**TASK ITEM:** Locate every line in the records below that holds the word "fetchCachedEvents" and return each one.
#### GIVEN RECORDS
PR #741, opened 2021-12-10
[NFC] Collocate atomic instructions requirements

bader:
This change collocates storage class requirements for atomic instructions pointer argument to make it easier to find/read. No functional changes intended.


bashbaug (approved):
Thanks, this is a nice improvement.

No reason to wait to merge this.

PR #743, opened 2021-12-16
Clarify clGetKernelSubGroupInfo error codes

FranklandJack:
Return `CL_INVALID_VALUE` for any query to `clGetKernelSubGroupInfo`
that takes an input value that is `NULL` or has an invalid size.


alycm (approved):
LGTM.  Technically this is a functional change, but this isn't much else an implementation could do (except not check the value at all).

Needs a non-Codeplay reviewer.

PR #402, opened 2026-04-12
 restore real-time subscriptions by migrating to subscribeMany

abhijit9040:
This PR fixes a critical regression in the Nostr subscription engine where a removed method subscribeMap was being called on the SimplePool instance.

Changes:- 
- Migrated legacy subscribeMap usage to the modern subscribeMany API in utils/nostr/nostr-manager.ts.
- Simplified the relay/filter mapping logic by removing unnecessary flattening of the requests object.
- Ensured compatibility with nostr-tools v2 architecture.

Testing Performed:-
- Ran npm run type-check to verify that the TS2551 error is resolved.
- Verified that the NostrSub object is correctly constructed with the appropriate relay URLs and filters.


calvadev:
subscribeMany is actually the deprecated method, subscribeMap is updated. You probably need to bump your nostr-tools version to get it working again.

PR #403, opened 2026-04-13
Fix : Product card dropdown click isolation on marketplace (prevent unintended listing navigation)

Aryan0699:
### Issue

- Clicking the seller dropdown area inside a marketplace product card was opening the listing page, instead of only opening/interacting with the dropdown because the card content was wrapped in Next Link although nested controls were present

### Description
For opening the dedicated dropdown only and not moving to listing page following things were changed

- Removed the Link wrapper from the card body and switched to controlled navigation handlers.
- Added a interaction guard to block navigation for nested interactions like carousel controls, dropdown menus, profile dropdown region .
- Added explicit click navigation handler for normal card clicks.
- Added auxiliary click handler to support middle-click new-tab behavior.
- Preserved parent override behavior: if onProductClick prevents default, card route push is skipped.

### Resolved or fixed issue
`none`  

### Before
[Screencast from 2026-04-13 15-49-54.webm](https://github.com/user-attachments/assets/854035ff-1675-44e2-a276-9b3bfaf53be2)

### After
image

### Affirmation

### DIFF
--- a/components/display-products.tsx
+++ b/components/display-products.tsx
@@ -250,7 +250,10 @@ const DisplayProducts = ({
     return `/listing/${product.id}`;
   };
 
-  const onProductClick = (product: ProductData, e?: React.MouseEvent) => {
+  const onProductClick = (
+    product: ProductData,
+    e?: React.MouseEvent<HTMLElement> | React.KeyboardEvent<HTMLElement>
+  ) => {
     setFocusedProduct(product);
     if (product.pubkey === userPubkey) {
       e?.preventDefault();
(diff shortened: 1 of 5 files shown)


wolgwang1729 (commented):
Nice catch! But a few suggestions:
1. I can no longer right-click on the card and open it in a new tab.
2. Make the user know that clicking on the seller name opens a dropdown, maybe by changing that seller name component's behaviour when it is hovered. (The current cursor change behaviour isn't that eye-catching)

Aryan0699:
@wolgwang1729 Thanks for pointing that out . Done the requied changes :+1:

wolgwang1729:
LGTM

GautamBytes (approved):
LGTM Now!!

calvadev (approved):

PR #404, opened 2026-04-13
Fix navbar profile flickering on page load

wolgwang1729:
### Description
Fixed a flickering issue in the navbar where merchant profiles would temporarily show shop information (name and image) instead of user information during page reloads.

**Changes:**
- Modified `fetchCachedEvents` in `shopstr/utils/db/db-service.ts` to explicitly include the event `kind` in the SQL `WHERE` clause.
- Ensures that queries for user profiles (kind 0) do not return shop profiles (kind 30019) even when they share the same database table and pubkey.
- Fixed a bug where the database would return the most recent event from the `profile_events` table regardless of kind, causing incorrect data to be served to the `/api/db/fetch-profile` endpoint.

### Screenshots

Before:

https://github.com/user-attachments/assets/33254510-4d23-46cc-a42c-39c826f62eb1

After:

https://github.com/user-attachments/assets/266ef333-5df5-4e20-a52d-cf2d01a4c715

### Affirmation

### DIFF
--- a/utils/db/db-service.ts
+++ b/utils/db/db-service.ts
@@ -688,9 +688,9 @@ export async function fetchCachedEvents(
 
   try {
     client = await dbPool.connect();
-    let query = `SELECT id, pubkey, created_at, kind, tags, content, sig FROM ${table} WHERE 1=1`;
-    const params: any[] = [];
-    let paramIndex = 1;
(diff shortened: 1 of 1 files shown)


GautamBytes (approved):
LGTM

calvadev (approved):

PR #405, opened 2026-04-13
fix: use local time for expiration datetime inputs

Shreyas2004wagh:
## Description

Fix expiration `datetime-local` inputs to use local wall-clock time instead of UTC-formatted strings.

The current code was building input values and `min` constraints with `toISOString().slice(0, 16)`. That converts dates to UTC first, but `datetime-local` inputs are interpreted in the browser as local time. In non-UTC timezones, this can shift the displayed expiration time and make the `min` value incorrect.

## What this changes

- add a small shared helper for formatting `datetime-local` values from local date parts
- use the local formatter for product expiration defaults when editing a listing
- use the local formatter for product expiration `min`
- use the local formatter for discount code expiration `min`
- add focused tests for the datetime-local formatting helper

## Why this matters

This keeps the read/edit path consistent with the existing submit path, which already parses `datetime-local` input values as local time.

Without this fix:
- an existing expiration can appear shifted when editing
- the `min` constraint can be offset by timezone
- users near timezone boundaries can select values that are already in the past locally

## Testing

- `npm test -- datetime-local.test.ts --runInBand`

### DIFF
--- a/components/my-listings/discount-codes.tsx
+++ b/components/my-listings/discount-codes.tsx
@@ -9,6 +9,7 @@ import {
 } from "@nextui-org/react";
 import { TrashIcon } from "@heroicons/react/24/outline";
 import { SHOPSTRBUTTONCLASSNAMES } from "@/utils/STATIC-VARIABLES";
+import { formatCurrentDateTimeLocalValue } from "@/utils/datetime-local";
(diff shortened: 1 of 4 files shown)


GautamBytes (approved):
LGTM

calvadev (approved):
########
**SOLUTION FOR THIS EXERCISE:**
- Modified `fetchCachedEvents` in `shopstr/utils/db/db-service.ts` to explicitly include the event `kind` in the SQL `WHERE` clause.
@@ -688,9 +688,9 @@ export async function fetchCachedEvents(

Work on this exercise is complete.